As an aside Robert proposes an interesting idea for a metric to use in gauging how productive a team is: How good are they at using the debugger? He postulates that the relationship is inverse, as the only way to be good with the debugger is to spend a lot of time using it, and the more time you spend debugging, the less time you spend producing. An interesting thought; one I may revisit in another post.
Robert mentions another interesting idea, almost a consequence of TDD, that I had not considered or come across before. Get your QA department (if you have one) involved early, get them writing automated tests based on the requirements and hand those to the development team. The developers’ job then becomes writing the code (and probably more detailed unit tests) required to make those tests pass. If they pass, the requirements have been met, and your software is in a shippable state. No more dumping on QA at the end of the process, probably late, and with no slippage allowed to the shipping date. It seems so obvious: Who better to write tests than testers? I wonder how many companies that have a QA department follow this, though.
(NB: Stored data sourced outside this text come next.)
PR #1507, opened 2020-04-23
Bug_fix: Fixing bug in diagnose/repair using the `--file` option

### LINKED ISSUE #1472: Swupd diagnose --file has some unusual behaviors
**Describe the bug**
I found 2 different unusual behavior of swupd diagnose family of commands and I decided to group them together because it looks like the root cause is the same.

1) When trying to diagnose one extra file, sometimes it works. Sometimes it doesn't. I am using --quiet for the examples because it's easier to explain, but the bug is not related to using --quiet.
```
$ touch /usr/bin/a1 /usr/bin/a2 /usr/bin/a3
$ swupd diagnose --extra-files-only --file /usr/bin/ --quiet; echo $?
/usr/bin/a3
/usr/bin/a2
/usr/bin/a1
1
$ swupd diagnose --extra-files-only --file /usr/bin/a1 --quiet; echo $?
0
$ swupd diagnose --extra-files-only --file /usr/bin/a2 --quiet; echo $?
/usr/bin/a2
1
$ swupd diagnose --extra-files-only --file /usr/bin/a3 --quiet; echo $?
0
```
I have no idea why it works only for a2.

2) When using `swupd diagnose --file FILE` swupd is diagnosing all files that starts with FILE and not files that are equal FILE, like the documentation states
```
$ rm /usr/bin/lsusb
$ swupd diagnose --file /usr/bin/ls --quiet; echo $?
/usr/bin/lsusb
1
```
The expected would be to fix /usr/bin/ls binary, but not /usr/bin/lsusb

castulo:
This PR fixes a couple of bugs found in the diagnose/repair functionality:
- Diagnose should not use partial matches for the `--file` option
- Swupd should still check for extra files even in no tracked files are found in the path specified by the user with the `--file` flag.

Closes #1472

### DIFF
--- a/src/verify.c
+++ b/src/verify.c
@@ -882,14 +882,29 @@ static struct list *keep_matching_path(struct list *all_files)
 	struct list *matching_files = NULL;
 	struct list *iter = NULL;
 	struct file *file;
+	char *tmp_dir = NULL;
+
+	/* when considering the item as a directory, make sure the item
+	 * finishes with a forward slash so we can match items accuratelly,
+	 * oherwise we can end up with items that partially match */
+	tmp_dir = str_or_die("%s%s", cmdline_option_file, cmdline_option_file[str_len(cmdline_option_file)] == '/' ? "" : "/");
 
 	for (iter = all_files; iter; iter = iter->next) {
 		file = iter->data;
-		if (strncmp(cmdline_option_file, file->filename, str_len(cmdline_option_file)) == 0) {
+
+		/* if the item entered by the user is a file, the match should
+		 * be exact, so look for an exact match first, if there is none,
+		 * look for a match treating the item as directory */
+		if (str_cmp(cmdline_option_file, file->filename) == 0) {
+			/* preserving the order is important */
+			matching_files = list_append_data(matching_files, file);
+		} else if (strncmp(tmp_dir, file->filename, str_len(tmp_dir)) == 0) {
 			/* preserving the order is important */
 			matching_files = list_append_data(matching_files, file);
 		}
 	}
+
+	free_and_clear_pointer(&tmp_dir);
 
 	return list_head(matching_files);
 }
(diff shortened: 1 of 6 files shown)


src/verify.c
```diff
@@ -882,15 +882,30 @@ static struct list *keep_matching_path(struct list *all_files)
 	struct list *matching_files = NULL;
 	struct list *iter = NULL;
 	struct file *file;
+	char *tmp_dir = NULL;
+
+	/* when considering the item as a directory, make sure the item
+	 * finishes with a forward slash so we can match items accuratelly,
+	 * oherwise we can end up with items that partially match */
+	tmp_dir = str_or_die("%s%s", cmdline_option_file, cmdline_option_file[str_len(cmdline_option_file)] == '/' ? "" : "/");
```
otaviobp, line 890: I like the approach on treating all files as a possible directory here, but this is inconsistent with the messages  `Limiting diagnose to the following file/directory`. If there's a file type change you are printing 'directories' for files and files for directories.

src/verify.c
```diff
@@ -882,15 +882,30 @@ static struct list *keep_matching_path(struct list *all_files)
...
 
 	for (iter = all_files; iter; iter = iter->next) {
 		file = iter->data;
-		if (strncmp(cmdline_option_file, file->filename, str_len(cmdline_option_file)) == 0) {
+
+		/* if the item entered by the user is a file, the match should
+		 * be exact, so look for an exact match first, if there is none,
+		 * look for a match treating the item as directory */
+		if (str_cmp(cmdline_option_file, file->filename) == 0) {
```
otaviobp, line 898: Here you are comparing the strings twice just because of one char. You can look only at that char

```
size = str_len(cmdline_option_file);
if (strncmp(cmdline_option_file, filename, size) == 0) {
   if (filename[size] == '/0' || filename[size] == '/') {
       //is a match
   }
}
```

castulo: nice approach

A direct quote from the talk: “Agile is there to destroy hope.” At first this got a big laugh, because Robert was obviously being sarcastic… wasn’t he? He was being dead serious; he goes on to discuss how hope is what leads to unrealistic estimates, delayed decisions, people hope things go well, hope that things will work out. Agile is there so it is known as early as possible that things are going wrong, so that you can make changes, adjust expectations, whatever. These are the reasons you should have your Burn-down chart and Velocity chart prominently displayed for the world to see. It may not be pretty, or pleasant, but it improves the end results. In the long term things should improve as long as lessons are learned along the way.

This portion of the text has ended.